Life on a boat
Laura Redpath, Senior Reporter
Eight-year-old Gabrielle Fagan chased her sister around a boatyard in Port Royal, having been away from school for the past couple of days because her classmates make fun of her living conditions.
Gabrielle and her four-year-old sister, Chaderre took time out for a morning nap yesterday. Sharing their living quarters with four other persons means they are tired because they didn't get enough sleep.
Their mother, Althea, carefully made her way down a small, rickety, wooden ladder. She just climbed out of her tiny home, inside a fishing boat propped on oil drums and huge tyres under a tree.
Althea said children followed Gabrielle home one day and made a big deal about where she lived.
"They point and ask, 'is here suh you live? You live on a big boat.'
"She doesn't like those things," Althea said.
Hurricane Ivan put Althea and her seven children on the move. The hurricane damaged their rented home, forcing her to move twice.
October 2009 came around and she found herself setting up camp in someone else's boat. At the same time, she followed up on arrangements she made with Food For the Poor, approximately six years ago, to have a house built if she could find the land.
The Minister of Housing and Water, Horace Chang, wrote her a letter saying he was seeing what could be done about allowing her to build her home on land, managed by his ministry. She already started laying the foundation and after receiving Chang's letter in early March, she held off on building.
Last week added to her distress, when a demolition procedure by the Ministry of Housing and Water took place, wrecking her foundation on Mitchelin Avenue.
She is worried about her children's education, especially her eldest daughter who attends Exelsior High School and is preparing for CSEC.
"I pick up her report card and her grades are dropping," she said. "The teachers don't really understand."
Port Royal residents are worried that eventually all of them will have to move with nowhere to go.
"It is overcrowded here," a resident, who wished to remain unnamed, said. "There are 10 people to one room and it's hard. People say we make (Port Royal) look ugly but we have no other choice."
Althea, who works part-time at Gloria's restaurant, said she was traumatised especially when one of her daughters was attacked and bitten by a dog in the boatyard.
Other struggles include, not having a refrigerator that works properly. It is kept in a corner outside, beside a broken and unused toilet. The Fagans eat mostly tin food and what is roasted on an open fire.
Her home consists of two cot-like areas near the open doorway, and a single bed pushed to the back, under the bow of the boat.
Althea spent yesterday with her daughters Chaderre and Gabrielle, who are always on a mission to make her smile.
"They give me something to laugh about," she said, her eyes glossy and her mouth turned down. Her youngest daughter scurried to her mother's side, tripping over her feet to pat her on the shoulder.

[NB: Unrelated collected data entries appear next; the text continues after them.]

PR #895, opened 2016-01-12
[JBIDE-21349] Browse for Workspace source folder

fbricon:
Workspace based paths now use the workspace_loc variable.

Opening the filesystem browser converts a workspace relative path to an absolute one
Opening the workspace browser converts an absolute relative path to a workspace relative one
If a filesystem path that doesn't match anything in the workspace is used to open the workspace browser, it falls back on selecting the selected project's path

### DIFF
--- a/plugins/org.jboss.tools.openshift.ui/src/org/jboss/tools/openshift/internal/ui/server/ServerSettingsWizardFragment.java
+++ b/plugins/org.jboss.tools.openshift.ui/src/org/jboss/tools/openshift/internal/ui/server/ServerSettingsWizardFragment.java
@@ -25,9 +25,11 @@ import org.eclipse.core.databinding.property.list.IListProperty;
 import org.eclipse.core.databinding.property.list.MultiListProperty;
 import org.eclipse.core.databinding.validation.IValidator;
 import org.eclipse.core.databinding.validation.ValidationStatus;
+import org.eclipse.core.resources.IContainer;
 import org.eclipse.core.resources.IProject;
 import org.eclipse.core.resources.ResourcesPlugin;
 import org.eclipse.core.runtime.CoreException;
+import org.eclipse.core.runtime.IPath;
 import org.eclipse.core.runtime.IProgressMonitor;
 import org.eclipse.core.runtime.IStatus;
 import org.eclipse.core.runtime.Path;
@@ -40,6 +42,7 @@ import org.eclipse.jface.databinding.viewers.ObservableListContentProvider;
 import org.eclipse.jface.databinding.viewers.ObservableListTreeContentProvider;
 import org.eclipse.jface.databinding.viewers.ViewerProperties;
 import org.eclipse.jface.dialogs.Dialog;
+import org.eclipse.jface.dialogs.IDialogConstants;
 import org.eclipse.jface.layout.GridDataFactory;
 import org.eclipse.jface.layout.GridLayoutFactory;
 import org.eclipse.jface.viewers.ColumnLabelProvider;
@@ -48,7 +51,9 @@ import org.eclipse.jface.viewers.StructuredViewer;
 import org.eclipse.jface.viewers.StyledCellLabelProvider;
 import org.eclipse.jface.viewers.StyledString;
 import org.eclipse.jface.viewers.TreeViewer;
+import org.eclipse.jface.viewers.Viewer;
 import org.eclipse.jface.viewers.ViewerCell;
+import org.eclipse.jface.viewers.ViewerFilter;
 import org.eclipse.jface.wizard.IWizardContainer;
 import org.eclipse.swt.SWT;
 import org.eclipse.swt.events.ModifyEvent;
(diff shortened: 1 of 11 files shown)


plugins/org.jboss.tools.openshift.ui/src/org/jboss/tools/openshift/internal/ui/server/ServerSettingsWizardFragment.java
```diff
@@ -356,22 +366,78 @@ public void widgetSelected(SelectionEvent e) {
...
+		});
+		dialog.setAllowMultiple( false );
+		org.eclipse.core.resources.IResource res = model.getDeployProject();
+		if (org.apache.commons.lang.StringUtils.isNotBlank(selectedFile)) {
+			String prefix = "${workspace_loc:";
+			String path = selectedFile;
+			if (selectedFile.startsWith(prefix) && selectedFile.endsWith("}")) {
+				path = path.substring(prefix.length(), path.length()-1);
+			}
+			res = ResourcesPlugin.getWorkspace().getRoot().findMember(path);
```
scabanovich: Maybe, if the member is not found, 'res' is better to remain model.getDeployProject()?

fbricon: fixed

plugins/org.jboss.tools.openshift.ui/src/org/jboss/tools/openshift/internal/ui/server/ServerSettingsWizardFragment.java
```diff
@@ -356,22 +366,78 @@ public void widgetSelected(SelectionEvent e) {
...
+	}
+
+	private ElementTreeSelectionDialog createWorkspaceFolderDialog(Shell shell, String selectedFile) {
+		ElementTreeSelectionDialog dialog = new ElementTreeSelectionDialog(
+				shell,
+				new WorkbenchLabelProvider(),
+				new WorkbenchContentProvider()
+		);
+		dialog.setTitle("Select an workspace folder");
+		dialog.setMessage("Select a workspace folder to deploy");
```
scabanovich: Either both 'a workspace', or both 'an workspace'. :)

fbricon: yeah I fixed that already

plugins/org.jboss.tools.openshift.ui/src/org/jboss/tools/openshift/internal/ui/server/ServerSettingsWizardFragment.java
```diff
@@ -356,22 +366,81 @@ public void widgetSelected(SelectionEvent e) {
...
+
+			@Override
+			public boolean select(Viewer viewer, Object parentElement, Object element) {
+				return element instanceof IContainer;
+			}
+		});
+		dialog.setAllowMultiple( false );
+		org.eclipse.core.resources.IResource res = model.getDeployProject();
+		if (org.apache.commons.lang.StringUtils.isNotBlank(selectedFile)) {
+			String prefix = "${workspace_loc:";
```
scabanovich: "workspace_loc" is used 3 times. Maybe it deserves a constant. Then for prefix it may be "${" + WORKSPACE_LOC.
It is a pity that StringSubstitutionEngine.VARIABLE_START is a private constant.

plugins/org.jboss.tools.openshift.ui/src/org/jboss/tools/openshift/internal/ui/server/ServerSettingsWizardFragment.java
```diff
@@ -356,22 +366,81 @@ public void widgetSelected(SelectionEvent e) {
...
 	}
 
+	private String getWorkspaceRelativePath(String sourcePath) {
+		if (org.apache.commons.lang.StringUtils.isBlank(sourcePath) || sourcePath.contains("{")) {
+			return sourcePath;
+		}
+		IPath absolutePath = new Path(sourcePath);
+		IContainer container = ResourcesPlugin.getWorkspace().getRoot().getContainerForLocation(absolutePath);
+		if (container != null) {
+			return container.getFullPath().toPortableString();
```
scabanovich: I am not sure that toPortableString() is preferred here to just toString().
IPath.toString() makes only separator '/' for all platforms and it is what we need.
Docs say that if toPortableString() is used it has to be matched with fromPortableString() when converting back to Path.

plugins/org.jboss.tools.openshift.ui/src/org/jboss/tools/openshift/internal/ui/server/ServerSettingsWizardFragment.java
```diff
@@ -356,22 +366,81 @@ public void widgetSelected(SelectionEvent e) {
 		};
 	}
 
+	private String substitueVariables(String rawSourcePath) {
```
jcantrill: spelling: 'substitute'  or maybe 'replace'

scabanovich: @fbricon , sorry that I did not mention in my comment above about toPortableString() that I meant all its occurrences. There are 3 more of them, they all are applied to container full path implying the same arguments.

fbricon:
PR updated

scabanovich:
Looks good. 
I just got an idea, if VariablesHelper could have one more method getWorkspacePath(IResource) that would take full path of the resource and wrap it with the prefix.

fbricon:
we can add that when it's needed. I'll merge the PR so I can get rid of it now

fbricon:
Applied in master / 4.3.x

Gabrielle poked and prodded her sister in between hugs. She also got excited at the prospect of staying with her teacher for the Easter holidays.
"Gabrielle told me she wants to go," Althea said. "Her teacher invited her to stay with her.
"I'm close enough with her teacher and she told me Gabrielle draws pictures of me living on a boat."
Althea said she would let her daughter go so "her mind will go free" of the family's burden.